PROBLEM REQUIREMENTS —
Go through the entries and write each one out again unchanged.

_ _ _ _ _ _ _

PR #1576, opened 2024-12-04
Simpler parallelize shardtree

AloeareV:
The runners were definitely overkill! This is so much simpler.


Oscar-Pepper (approved):
wonderful work!

PR #1579, opened 2024-12-06
Zingo sync mempool getsetless

zancas:
Builds on #1575 and #1573 which outlines the argument for a getsetless approach.

#1580 builds on this but controversially removes probably future-proofing work. (In an easily reapplied commit.)

Probably the right pattern is to keep dead code on feature branches until it's ready to LLIiiiVE!


fluidvanadium:
In my experience, during an involved feature is not the best time to refactor.

Issue #1557, opened 2024-11-29
Tasks remaining -> Offline mode (serverless)


juanky201271:
We need to use this command to change to `no server` -> with the parameter empty, something like:

```
commands::do_user_command("changeserver", "", lightclient.as_ref())
```

We need to start zingo-cli with `no server` -> with this parameter empty. And we need all the commands like `balance` or `valuetransfers` working with the information stored in the file `wallet.dat`.

We need this: `LightClient::read_wallet_from_buffer_runtime` working, using an instance of `config` that was created with `no server` -> `http::Uri::default()`.

juanky201271:
would be nice if the user can start zingo-cli with `no server`. This is the Error:
![image](https://github.com/user-attachments/assets/f337d595-8aba-4994-a477-70b352c920d9)

juanky201271:
Thanks @dorianvp , closing...

PR #1582, opened 2024-12-06
Add support for empty server in `changeserver` command

dorianvp:
Ref: #1557


zancas (commented):
LGTM   @juanky201271 what do you think?

juanky201271 (approved):
As you know, I'm not the best to review this, but for me looks good.

PR #1583, opened 2024-12-06
Handle case where args len is empty in `changeserver` command

dorianvp:


juanky201271 (approved):
nice.

dorianvp:
The CLT suite passed.

dorianvp:
The CLT suite passed.

dorianvp:
The CLT suite passed.

PR #1586, opened 2024-12-11
fix set_verify_scan_range

Oscar-Pepper:


AloeareV (approved):
Missed this one, good catch!

PR #1141, opened 2015-08-28
Use the new pgmlink API in opConservationTracking

chaubold:
After the recent confusion about which version of pgmlink is needed for ilastik master (again sorry about that), here is the change to use the current pgmlink master (tested with https://github.com/martinsch/pgmlink/commit/9c4dadb14dd97a4dd1b6d8aca408809978616c45) from ilastik.

@stuarteberg could you please verify that tracking also works for you with this combination? If it does, I'll also create a PR for ilastik-build-conda to use the most up to date versions of OpenGM and pgmlink and update the build numbers.

### DIFF
--- a/ilastik/applets/tracking/conservation/opConservationTracking.py
+++ b/ilastik/applets/tracking/conservation/opConservationTracking.py
@@ -170,36 +170,6 @@ class OpConservationTracking(OpTrackingBase):
         if ndim == 2:
             assert z_range[0] * z_scale == 0 and (z_range[1]-1) * z_scale == 0, "fov of z must be (0,0) if ndim==2"
 
-        # tracker = pgmlink.ConsTracking(maxObj,
-        #                                  float(maxDist),
-        #                                  float(divThreshold),
-        #                                  "none",  # detection_rf_filename
-        #                                  sizeDependent,   # size_dependent_detection_prob
-        #                                  0,       # forbidden_cost
-        #                                  float(ep_gap), # ep_gap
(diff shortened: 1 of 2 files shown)


ilastik/applets/tracking/conservation/opConservationTracking.py
```diff
@@ -174,43 +170,130 @@ def track(self,
...
+        #                                  cplex_timeout,
+        #                                  "none" # dump traxelstore
+        #                                  )
+        #
+        #
+        # try:
+        #     eventsVector = tracker(ts, coordinate_map.get())
+        # except Exception as e:
+        #     raise Exception, 'Tracking terminated unsuccessfully: ' + str(e)
+
```
stuarteberg: Is it necessary to leave these old source lines in the file?

chaubold: No that's not needed any more. Removed.

chaubold:
Update on build scripts:
* https://github.com/ilastik/ilastik-build-win64 is already building the most up to date version of ```pgmlink```as well as ```opengm```. Which also means that **tracking will fail in the current Windows builds**! We should build new binaries *soon*.
* ilastik-build-conda has a new PR (https://github.com/ilastik/ilastik-build-conda/pull/9) to update the opengm and pgmlink versions to the leatest head.

By merging both PRs, all repositories master-branches should work together smoothly (fingers crossed...)

chaubold:
Fixed by merging #1124

PR #1152, opened 2015-09-29
Added color codes to the feature selection dialog based on individual computation times

JaimeIvanCervantes:
Added color codes to feature selection dialog based on individual computation times.

This is a screenshot with the color codes deactivated:
noclors

And this is a screenshot with the color codes activated:
colors


k-dominik:
I do like the idea, but with multiple supported architectures and 2Dvs3D computation we'd have to assess a lot of data. For now the intuition that larger sigmas take more time seems to be good enough. General recommendation still is to use all features.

_ _ _ _ _ _ _

REPLY —
PR #1576, opened 2024-12-04
Simpler parallelize shardtree

AloeareV:
The runners were definitely overkill! This is so much simpler.


Oscar-Pepper (approved):
wonderful work!

PR #1579, opened 2024-12-06
Zingo sync mempool getsetless

zancas:
Builds on #1575 and #1573 which outlines the argument for a getsetless approach.

#1580 builds on this but controversially removes probably future-proofing work. (In an easily reapplied commit.)

Probably the right pattern is to keep dead code on feature branches until it's ready to LLIiiiVE!


fluidvanadium:
In my experience, during an involved feature is not the best time to refactor.

Issue #1557, opened 2024-11-29
Tasks remaining -> Offline mode (serverless)


juanky201271:
We need to use this command to change to `no server` -> with the parameter empty, something like:

```
commands::do_user_command("changeserver", "", lightclient.as_ref())
```

We need to start zingo-cli with `no server` -> with this parameter empty. And we need all the commands like `balance` or `valuetransfers` working with the information stored in the file `wallet.dat`.

We need this: `LightClient::read_wallet_from_buffer_runtime` working, using an instance of `config` that was created with `no server` -> `http::Uri::default()`.

juanky201271:
would be nice if the user can start zingo-cli with `no server`. This is the Error:
![image](https://github.com/user-attachments/assets/f337d595-8aba-4994-a477-70b352c920d9)

juanky201271:
Thanks @dorianvp , closing...

PR #1582, opened 2024-12-06
Add support for empty server in `changeserver` command

dorianvp:
Ref: #1557


zancas (commented):
LGTM   @juanky201271 what do you think?

juanky201271 (approved):
As you know, I'm not the best to review this, but for me looks good.

PR #1583, opened 2024-12-06
Handle case where args len is empty in `changeserver` command

dorianvp:


juanky201271 (approved):
nice.

dorianvp:
The CLT suite passed.

dorianvp:
The CLT suite passed.

dorianvp:
The CLT suite passed.

PR #1586, opened 2024-12-11
fix set_verify_scan_range

Oscar-Pepper:


AloeareV (approved):
Missed this one, good catch!

PR #1141, opened 2015-08-28
Use the new pgmlink API in opConservationTracking

chaubold:
After the recent confusion about which version of pgmlink is needed for ilastik master (again sorry about that), here is the change to use the current pgmlink master (tested with https://github.com/martinsch/pgmlink/commit/9c4dadb14dd97a4dd1b6d8aca408809978616c45) from ilastik.

@stuarteberg could you please verify that tracking also works for you with this combination? If it does, I'll also create a PR for ilastik-build-conda to use the most up to date versions of OpenGM and pgmlink and update the build numbers.

### DIFF
--- a/ilastik/applets/tracking/conservation/opConservationTracking.py
+++ b/ilastik/applets/tracking/conservation/opConservationTracking.py
@@ -170,36 +170,6 @@ class OpConservationTracking(OpTrackingBase):
         if ndim == 2:
             assert z_range[0] * z_scale == 0 and (z_range[1]-1) * z_scale == 0, "fov of z must be (0,0) if ndim==2"
 
-        # tracker = pgmlink.ConsTracking(maxObj,
-        #                                  float(maxDist),
-        #                                  float(divThreshold),
-        #                                  "none",  # detection_rf_filename
-        #                                  sizeDependent,   # size_dependent_detection_prob
-        #                                  0,       # forbidden_cost
-        #                                  float(ep_gap), # ep_gap
(diff shortened: 1 of 2 files shown)


ilastik/applets/tracking/conservation/opConservationTracking.py
```diff
@@ -174,43 +170,130 @@ def track(self,
...
+        #                                  cplex_timeout,
+        #                                  "none" # dump traxelstore
+        #                                  )
+        #
+        #
+        # try:
+        #     eventsVector = tracker(ts, coordinate_map.get())
+        # except Exception as e:
+        #     raise Exception, 'Tracking terminated unsuccessfully: ' + str(e)
+
```
stuarteberg: Is it necessary to leave these old source lines in the file?

chaubold: No that's not needed any more. Removed.

chaubold:
Update on build scripts:
* https://github.com/ilastik/ilastik-build-win64 is already building the most up to date version of ```pgmlink```as well as ```opengm```. Which also means that **tracking will fail in the current Windows builds**! We should build new binaries *soon*.
* ilastik-build-conda has a new PR (https://github.com/ilastik/ilastik-build-conda/pull/9) to update the opengm and pgmlink versions to the leatest head.

By merging both PRs, all repositories master-branches should work together smoothly (fingers crossed...)

chaubold:
Fixed by merging #1124

PR #1152, opened 2015-09-29
Added color codes to the feature selection dialog based on individual computation times

JaimeIvanCervantes:
Added color codes to feature selection dialog based on individual computation times.

This is a screenshot with the color codes deactivated:
noclors

And this is a screenshot with the color codes activated:
colors


k-dominik:
I do like the idea, but with multiple supported architectures and 2Dvs3D computation we'd have to assess a lot of data. For now the intuition that larger sigmas take more time seems to be good enough. General recommendation still is to use all features.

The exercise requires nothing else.